Report every line of the data where the string "which" appears.
= = = =
PR #1729, opened 2018-12-21
Add an option to generate the alias (map, array) as model

wing328:
### PR checklist

### Description of the PR


wing328:
> The CodegenOperation has returnBaseType = 'Map' but returnType = 'List<A>', which won't compile because class A is no longer generated. I didn't see any code below to rectify this issue.

If I understand correctly, this issue already exists in the current master so please open an issue to track it instead.

The goal of this PR is to restore the old behaviour to generate alias (map, array) as model. and I believe your use case is to set `generateAliasAsModel` to true. If the issue mentioned above still occurs, please kindly mention in the new issue created.

demonfiddler:
Fair enough - the problem with the current behaviour can be seen as a separate issue, which I'll log in due course. In the meantime I'd be happy for the PR to proceed. Many thanks for the rapid turnaround William.

demonfiddler:
Looks like there's a problem. I just rebased onto upstream/option_generate_alias_model and now I'm getting an NPE in my code because CodegenModel.additionalPropertiesType is no longer being set (to AttributeValue) for the alias type (AuditEvent extends Map<String, AttributeValue>).

demonfiddler:
Thanks. With the suggested addAdditionPropertiesToCodeGenModel() override, generating from the CLI with the --generate-alias-as-model option now seems to work, and my AuditEvent (and other alias classes) are generated and referenced correctly in the API's CXF implementation class. My only question is: why is it necessary for the generator sub-class to do this in an override? For backwards compatibility shouldn't it be done automatically by DefaultCodegen? 

**However**, the \<generateAliasAsModel>true\</generateAliasAsModel> Maven plug-in configuration option has no effect. I tried it in both execution/configuration and execution/configuration/configOptions - under the debugger I can see that additionalProperties does not contain the key "generateAliasAsModel" at DefaultCodegen line 213 (```if (additionalProperties.containsKey(CodegenConstants.GENERATE_ALIAS_AS_MODEL)) { etc...```).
= = = =
*Answer box*:
> The CodegenOperation has returnBaseType = 'Map' but returnType = 'List<A>', which won't compile because class A is no longer generated. I didn't see any code below to rectify this issue.
Fair enough - the problem with the current behaviour can be seen as a separate issue, which I'll log in due course. In the meantime I'd be happy for the PR to proceed. Many thanks for the rapid turnaround William.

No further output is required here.